Breaking it down into components with intermediate results:

1) Pair each speed reading with the time it was taken.

# => [[0, 0], [15, 1], [17, 2], [19, 3], [18, 5], [22, 6], [24, 7], [28, 8], [22, 10], [17, 11], [16, 12], [14, 13], [15, 15], [15, 16], [15, 17], [0, 18], [15, 20], [19, 21], [21, 22], [25, 23], [26, 25], [24, 26], [24, 27]]

2) Section off the above into consecutive runs of interval_length, in this case 5. This will give you an Enumerator object, but using to_a we can see the intermediate result looks like this:

# => [[15, 1], [17, 2], [19, 3], [18, 5], [22, 6]], [[17, 2], [19, 3], [18, 5], [22, 6], [24, 7]], [[19, 3], [18, 5], [22, 6], [24, 7], [28, 8]], [[18, 5], [22, 6], [24, 7], [28, 8], [22, 10]], [[22, 6], [24, 7], [28, 8], [22, 10], [17, 11]], [[24, 7], [28, 8], [22, 10], [17, 11], [16, 12]], [[28, 8], [22, 10], [17, 11], [16, 12], [14, 13]], [[22, 10], [17, 11], [16, 12], [14, 13], [15, 15]], [[17, 11], [16, 12], [14, 13], [15, 15], [15, 16]], [[16, 12], [14, 13], [15, 15], [15, 16], [15, 17]], [[14, 13], [15, 15], [15, 16], [15, 17], [0, 18]], [[15, 15], [15, 16], [15, 17], [0, 18], [15, 20]], [[15, 16], [15, 17], [0, 18], [15, 20], [19, 21]], [[15, 17], [0, 18], [15, 20], [19, 21], [21, 22]], [[0, 18], [15, 20], [19, 21], [21, 22], [25, 23]], [[15, 20], [19, 21], [21, 22], [25, 23], [26, 25]], [[19, 21], [21, 22], [25, 23], [26, 25], [24, 26]], [[21, 22], [25, 23], [26, 25], [24, 26], [24, 27]
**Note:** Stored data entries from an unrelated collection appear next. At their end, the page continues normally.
PR #925, opened 2019-01-17
adjust handling of src/version.js.in so src/version.js can be dropped

sjd78:
- Update TravisCI config to `autogen.sh` files prior to CI

  - Drop and ignore `src/version.js` from git since it is a generate file

  - Make 'src/version.js' a required file for the build scripts to ensure
    it gets generated before `start` and `build` scripts will run

  - Added `pretest` script to check for required files, using the same
    function used by `start` and `build`, before testing

  - Update project scripts to run `autogen.sh` as necessary


sjd78:
@bond95 , @gregsheremeta .. FYI

gregsheremeta:
failing test? weird

+1 to git ignoring that version file

bond95:
@sjd78 is `version.js` really generating? Because as see Travis failed because didn't find this file.

sjd78:
> @sjd78 is `version.js` really generating? Because as see Travis failed because didn't find this file.

It does, but I had to update the travis config to call `autogen.sh` prior to calling `yarn run build` so everything is there all nice and neat.

sjd78:
CI works again!  Yay.

sjd78:
So I requested the review just so you guys see `src/version.js` need to be generated for tests etc to work, which means running `autogen.sh` before running the yarn build.  It is a minor change but saves having to keep `version.js` current even though it gets auto generated...

gregsheremeta:
seems fine to me. Any build issues make me think about docker -- can you check that locally? `sudo docker build .`  ...  and then you can run it via the hash name

bond95:
@gregsheremeta @sjd78 maybe better to add `autogen.sh` directly to `yarn run build` command?
Something like:
`"build": "./autogen.sh --prefix=/usr --datarootdir=/share && node scripts/build.js",`

sjd78:
> @gregsheremeta @sjd78 maybe better to add `autogen.sh` directly to `yarn run build` command?
> Something like:
> `"build": "./autogen.sh --prefix=/usr --datarootdir=/share && node scripts/build.js",`

Humm. Maybe, but it doesn't need to be run every time.  I'll push another PR that is just the version update and will update this PR to just be tweaking to handle `src/version.js.in` in a better way so `src/version.js` can be dropped.

gregsheremeta:
what's the status of this one?

sjd78:
> what's the status of this one?

Got it working well now.

sjd78:
ci build please

DEVELOPERS.md
```diff
@@ -2,73 +2,118 @@
...
-    ENGINE_URL=https://my.ovirt.instance/ovirt-engine/ yarn start
+    source /usr/share/ovirt-engine-nodejs-modules/setup-env.sh
+    ./autogen.sh --prefix=/usr --datarootdir=/share
+    make rpm
 
-When asked, provide a valid username (in the form of `user@domain`) and password so
-the application can start in the context of a logged in user.
+  2. Use [mock_runner](https://ovirt-infra-docs.readthedocs.io/en/latest/CI/Using_mock_runner/index.html)
+     to run CI build artifacts locally (this method is cleanest since it runs in a chroot)
+  3. Post the comment "`ci please build`" to the GitHub Pull Request for an on-demand
```
gregsheremeta: worth noting the rpms are auto-generated on push after #950 is merged ?

sjd78: >   4. With [PR#950](https://github.com/oVirt/ovirt-web-ui/pull/950) merged, each pull request push will automatically have RPMs built (see `automation/build.sh`)

@gregsheremeta  - Sound ok?

gregsheremeta: I would leave out "With PR#950 merged" since it already is

sjd78: Reworded just to reference oVirt infra STDCI and swapped order of 3 & 4

sjd78:
rebased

3) Since you don't have information for every second, some of each chunk of speed values may be over time intervals that are not really interval_length seconds long. So, let's restrict our calculations only to those. For 5 seconds, it happens that no data needs to be dropped and the intermediate result is the same as step 2.

4) Now we can take the rolling average:

 # => [13.8, 18.2, 20.0, 22.2, 22.8, 22.6, 21.4, 19.4, 16.8, 15.4, 15.0, 11.8, 12.0, 12.8, 14.0, 16.0, 21.2, 23.0, 24.0]

5) And the maximum thereof:

# => 24.0

Again, I'm not sure how this will fare on a really large data set, but it might be worth a try.